ALULA: Ikmah Mountain, also known as Jabal Ikmah, one of AlUla’s landmark archeological sites, is offering visitors a new experience this week as part of the Winter at Tantora programming, which ends on Jan. 10. 

Near the ancient city of Dadan, Ikmah highlights AlUla’s role as a major cultural and religious center long before the rise of the Nabataeans. It is being activated under the stars in a brand new, old way.

The site, often described as “an open-air library” for its hundreds of ancient inscriptions carved on its canyon walls thousands of years ago, provides visitors with have a chance to etch their own names, using the ancient alphabet, on a block of stone they can take home.

The team at ‘Ikmah After Dark: Secrets of the Scribe’ showing a visitor how to carve on a stone. (Supplied)

Written mainly in Dadanitic and Lihyanite, the ancient texts once recorded religious dedications, laws, names of rulers and traced everyday life, providing rare insights into the beliefs and social structures of early Arabian kingdoms. 

Arab News spoke with Gen-Z local Omer Mohammad, who guided us through the vast outdoor setting of the “Secrets of the Scribe — Ikmah After Dark” experience.

“When the guests arrive, we welcome them ... give them some tea to get refreshed. After that, if the group is big, we split them into two; some of the group goes to go to the carving where they are going to learn how to carve. And the other group is going to go to explore the gorge,” he said. 

Storytelling was such an important thing here 3,000 years ago. People from all over the world used to bring their animals and rest here; it had a river so it had some water and everything.

Omer Mohammad, AlUla local

The gorge is an elevated path with candles lighting the way on both sides.

“In the scripts and descriptions you’re going to see (in the mountains), you will get to know more about Dadani lives and what they used to do here,” he said.

After the hike down, visitors from both groups join at the gathering point where everyone is encouraged to rest, mingle and enjoy small bites such as dates and other goodies, as well as tea. 

While it is a new experience, the tradition is old. 

“Storytelling was such an important thing here 3,000 years ago. People from all over the world used to bring their animals and rest here; it had a river so it had some water and everything,” he said.

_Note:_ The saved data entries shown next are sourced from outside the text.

PR #960, opened 2026-02-12
[KHR] Prefetch host

TApplencourt:
Replace old https://github.com/KhronosGroup/SYCL-Docs/pull/280

Add `prefetch_host` with the new format. The text and layout are based of the `prefetch` code to keep consistency.


illuhad (approved):
LGTM!

Sidenote: AdaptiveCpp already implements this exact API; the only difference is that we don't have yet the `khr_` prefix and the right feature test macro.
https://github.com/AdaptiveCpp/AdaptiveCpp/blob/develop/doc/extensions.md#acpp_ext_prefetch_host

adoc/extensions/sycl_khr_prefetch_host.adoc
```diff
@@ -0,0 +1,103 @@
...
+
+The example below demonstrates the usage of this extension.
+
+[source,,linenums]
+----
+#include <sycl/sycl.hpp>
+
+int main() {
+  sycl::queue Q;
+  int *A = Q.malloc_shared<int>(1,Q);
```
gmlueck, line 99: There is no such member function to `queue`.

adoc/extensions/sycl_khr_prefetch_host.adoc
```diff
@@ -0,0 +1,103 @@
...
+
+|1
+|Initial version of this extension.
+|===
+
+[[sec:khr-prefetch-host-handler]]
+== Extensions to the handler class
+
+This extension adds the following function to the [code]#sycl::handler# class.
+
```
gmlueck, line 30: I think we should show a high level synopsis here of the additions to the `handler` class like:

```
namespace sycl {
class handler {
  void khr_prefetch_host(void* ptr, size_t numBytes);
  // ...
};
}
```

This is consistent with the other KHR's that add member functions:

* https://registry.khronos.org/SYCL/specs/sycl-2020/html/sycl-2020.html#sec:khr-default-context-platform
* https://registry.khronos.org/SYCL/specs/sycl-2020/html/sycl-2020.html#sec:khr-queue-flush-queue

adoc/extensions/sycl_khr_prefetch_host.adoc
```diff
@@ -0,0 +1,103 @@
...
+free to migrate the allocation to the host.
+{endnote}
+
+'''
+
+[[sec:khr-prefetch-host-queue]]
+== Extensions to the queue class
+
+This extension adds the following function to the [code]#sycl::queue# class.
+
```
gmlueck, line 57: Also here, add a high-level synopsis of the member functions added to `queue`.

adoc/extensions/sycl_khr_prefetch_host.adoc
TApplencourt: I did it but then remove it due to 
- https://github.com/KhronosGroup/SYCL-Docs/blob/main/adoc/extensions/sycl_khr_queue_empty_query.adoc

Can put it back if you prefer

adoc/extensions/sycl_khr_prefetch_host.adoc
TApplencourt: I'm ashamed : ( Good catch!

adoc/extensions/sycl_khr_prefetch_host.adoc
gmlueck: I think sycl_khr_queue_empty_query is the outlier.  We should add the high level synopsis there too to make them all consistent.

nscottnichols:
As a SYCL user, I'm in favor of accepting this sooner than other larger extensions (that are in some sense more disruptive to the specification) since it is small and self contained. As others have mentioned, adding this to the specification will speed up adoption.

gmlueck:
For those who are asking for this KHR to move forward in order to speed up adoptions, which SYCL implementation(s) are you using?

If this includes DPC++, then I wanted to explain my hesitancy.  DPC++ currently provides a way to prefetch to host, but it has no effect when using the Level Zero backend because there is not yet support in Level Zero to do this prefetch.  Therefore, I don't see a lot of value for DPC++ to implement a standalone "prefetch host" KHR in the short term because it would just be a no-op anyway on Level Zero.  By the time we have Level Zero support, I expect that the WG will have approved #922, so I'd just as soon wait until then to have a prefetch-host KHR.

TApplencourt:
@nscottnichols , @tdavidcl  if you don't mind chiming in : ) Thanks!

adoc/extensions/sycl_khr_prefetch_host.adoc
```diff
@@ -0,0 +1,103 @@
...
+[[sec:khr-prefetch-host-queue-member-funcs]]
+=== Member functions
+
+.[apidef]#queue::khr_prefetch_host#
+[source,role=synopsis,id=api:queue-khr-prefetch-host]
+----
+event khr_prefetch_host(void* ptr, size_t numBytes)                                      (1)
```
illuhad, line 64: Reminder: Change to `const void*`

TApplencourt:
WG:
- Agree to go forward for the old format
- Need to resolve current comment (`const void`) and others

tdavidcl:
> For those who are asking for this KHR to move forward in order to speed up adoptions, which SYCL implementation(s) are you using?

Both in equal amounts in my case

> If this includes DPC++, then I wanted to explain my hesitancy. DPC++ currently provides a way to prefetch to host, but it has no effect when using the Level Zero backend because there is not yet support in Level Zero to do this prefetch. Therefore, I don't see a lot of value for DPC++ to implement a standalone "prefetch host" KHR in the short term because it would just be a no-op anyway on Level Zero. By the time we have Level Zero support, I expect that the WG will have approved #922, so I'd just as soon wait until then to have a prefetch-host KHR.

Do you know the status for HIP and CUDA too.

In any case in term of personal preferences I would rather have a no-op implementation for the time being with smaller features rather than larger ones. In general SYCL is quite large and intertwined so any efforts toward something with smaller components is valuable since I think that this is required for larger adoption (opinionated view on it 😄).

Dressed in garb from olden times and speaking in poetic prose, Mohammad and his peers guided us to see the light in the dark night.

“It is significant to me personally to work on this project to get people to come here and get excited (about) what’s happening, enjoy our stories and know more about Dadani life,” he said.

On a personal note, Mohammad is grateful to know more about his own history and wants to continue passing on that newfound knowledge to all generations — both younger and older than his own — and be part of the unfolding story of the land and its people.

“I guess you can say that this is the land of my ancestors. I really love history, and I really would like to know more about history — and my history,” Mohammad said. “But I just learned about this ancient history three years ago when I started working here.

“I never had the experience before, so when I knew more about it, I was so happy. And it was so good. Everyone should come,” he said.